6 Concluding Remarks

What I have presented here are some of the steps that should be taken to verify the statistical validity and reliability of a PGLS model. I focused on issues and assumptions frequently checked for standard general linear models which begin with the formulation of a scientifically and logically adequate model and continue with its technically valid implementation. At the core of the establishment of the statistical validity and reliability of a model are issues regarding the number of estimated terms in relation to the number of cases, the distribution(s) of the predictor(s), absence of collinearity and influential cases, and assumptions about the residuals. Finally, drawing inference requires special care, and all the steps conducted to verify the model need a proper documentation.
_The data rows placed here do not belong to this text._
Issue #325, opened 2020-03-12
False positive assertPageAddress


PayneWheat:
## Describe the bug
False positive assertion on behat tests where a link is clicked and the resulting page is verified to be a specified URL. I uncovered this when I changed a link's href, and then found a behat test asserting the proper webpage has opened was still passing with the old URL. 

## To Reproduce
1. Find any usage of `a new tab or window should open at...` in features directory that specifies a URL (paths seem to be working as intended). 
2. Swap The URL specified with something like `https://hello`, which obviously isn't a valid URL nor the href of the link being clicked.  
3. Run behat test.

## Expected behavior
Test should fail.

## Actual behavior
Test passes. Looking closely at the code, I believe the issue lies in `FlexibleContext::assertPageAddress` (line 80 in src/Behat/FlexibleMink/Context/FlexibleContext.php). 
`if (!strpos($actual, $page) === 0) {`
Either Wrapping the expression in parentheses with the `!` operator before the opening paranthesis or changing the comparison operator to `!==` seems to work.

johnnie502:
### Local QA
Since this a change for the automating test framework, there's no way to test it manually. I have run the new behat test locally, it passed as expected

Move to Test & Deploy

fiyyazp:
will get with rodolfo today to deploy

fiyyazp:
will get a pr out today

fiyyazp:
will get a PR out today

fortoulrodolfo:
### Pre Production QA - https://github.com/Medology/stdcheck.com/issues/10013

- Ran behat test successfully. Updated URL path and re-ran it, the test fails as expected.
- Moving to **Deploy&Test**

Chekote:
Will deploy and test today.

BKorenek:
Only testing updated, moving to Approval https://github.com/Medology/stdcheck.com/issues/10021

PayneWheat:
Scored by @DevanTarunKumar and @manuerumx

Chekote:
In addition to fixing the bug, you've actually changed the way this method works in an inappropriate way. I've moved this back to in-progress and [commented](https://github.com/Medology/FlexibleMink/pull/330#discussion_r406188892) on the necessary changes.

juliohl:
### QA - Local
QA will not check FlexibleMink tickets as per instructions from @Chekote, need to confirm with him if this should be moved by us to Deploy & Test of someone else should QA this.

PayneWheat:
[...]

PR #329, opened 2020-03-23
Patching false positive page address assertion (ver1)

PayneWheat:
For #325 

## Describe the bug

## To Reproduce
3. Run behat test.

## Expected behavior
Test should fail.

## Actual behavior
Test passes.

## Solution

```
```

```
if ($actual !== $page) {
```

### Note:


PayneWheat:
Scored 8 by @DevanTarunKumar and @manuerumx

PR #144, opened 2020-03-20
Bug 1817175: bump github.com/containers/buildah and dependencies

TomSweeneyRedHat:
Signed-off-by: TomSweeneyRedHat <tsweeney@redhat.com>

Emulates #141 but for the OCP 4.4 branch.  Stealing from @nalind 's PR notes from there:

Bump github.com/containers/buildah to v1.14.2, github.com/containers/image/v5 to v5.2.1, github.com/containers/storage to v1.16.1, and their various dependencies, largely to pull in containers/buildah#2095.

Update for API changes in buildah:

    buildah.BuilderOptions no longer includes AddCapabilities and DropCapabilities slices, but now expects a unified Capabilities field which should be computed by passing those slices to github.com/containers/common/pkg/config.Default().Capabilities().
    imagebuildah.BuildOptions.TransientMounts is now a slice of string specifications for transient mounts rather than the structures we generate by parsing those specifications.

PR #150, opened 2020-04-10
Bug 1817175: bump github.com/containers/buildah and dependencies

TomSweeneyRedHat:
Signed-off-by: TomSweeneyRedHat <tsweeney@redhat.com>

Signed-off-by: TomSweeneyRedHat <tsweeney@redhat.com>

Emulates #141 and #144 but for the OCP 4.3 branch.  @adambkaplan please let me know if this is not the right landing spot for 4.3.z.

Stealing from @nalind 's PR notes from there:

Bump github.com/containers/buildah to v1.14.2, github.com/containers/image/v5 to v5.2.1, github.com/containers/storage to v1.16.1, and their various dependencies, largely to pull in containers/buildah#2095.

Update for API changes in buildah:

    buildah.BuilderOptions no longer includes AddCapabilities and DropCapabilities slices, but now expects a unified Capabilities field which should be computed by passing those slices to github.com/containers/common/pkg/config.Default().Capabilities().
    imagebuildah.BuildOptions.TransientMounts is now a slice of string specifications for transient mounts rather than the structures we generate by parsing those specifications.


go.mod
```diff
@@ -8,24 +8,24 @@ require (
 	github.com/Nvveen/Gotty v0.0.0-20120604004816-cd527374f1e5 // indirect
 	github.com/armon/go-radix v1.0.0 // indirect
 	github.com/certifi/gocertifi v0.0.0-20180905225744-ee1a9a0726d2 // indirect
-	github.com/containers/buildah v1.11.6-0.20200109175634-4e23b7a10cc9
-	github.com/containers/image/v5 v5.1.0
-	github.com/containers/storage v1.15.5
+	github.com/containers/buildah v1.14.2
+	github.com/containers/common v0.4.2
+	github.com/containers/image/v5 v5.2.1
+	github.com/containers/storage v1.16.1
```
adambkaplan, line 14: @nalind what risks do we introduce by bumping buildah from 1.11.6 to 1.14.2? This is something that we haven't typically done in a z-stream release.

pkg/build/builder/source.go
```diff
@@ -392,12 +393,18 @@ func extractSourceFromImage(ctx context.Context, dockerClient DockerClient, stor
 		}
 	}
 
+	defaultContainerConfig, err := cconfig.Default()
+	if err != nil {
+		return err
+	}
```
adambkaplan, line 399: Does this have a high risk of erroring out here? Would we be able to easily identify errors from here?

go.mod
nalind: Hmm, then we might be better off trying to backport the desired change to buildah's `release-1.11-rhel` branch and switching to vendoring that for the `release-4.3` branch.

pkg/build/builder/source.go
nalind: After a quick spin through the code, it looks like we get enough detail in error results that we can usually pin down where an error occurred, if one does.
Missing `containers.conf` and `libpod.conf` files shouldn't create errors, though if we're unprivileged and we can't determine where the file should be, we get an error, but we're privileged here.
I think we're pretty well insulated from having new surprise errors if we pull this in.

adambkaplan:
/hold

Per https://github.com/openshift/builder/pull/150#discussion_r407701358, we should probably wait until the buildah fix is backported to the 1.11 release branch.

PR #155, opened 2020-06-02
Clean up imports

coreydaley:
Re-organizing the go imports


coreydaley:
/retest
failed to aquire lease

What I presented here are largely the steps taken to validate the reliability of a general linear model that I more or less simply transferred to PGLS. However, besides the steps I considered here, the validity of a PGLS model also most crucially depends on a variety of issues specific to PGLS (see introduction) and these must not be neglected neither.

With this chapter, I hope to create more attention for evaluations of whether the assumptions of a given model are fulfilled and to what extend a given model is stable and reliable. Only, once the assumptions of a model and its stability have been checked carefully, one can know how confident one can be about its results.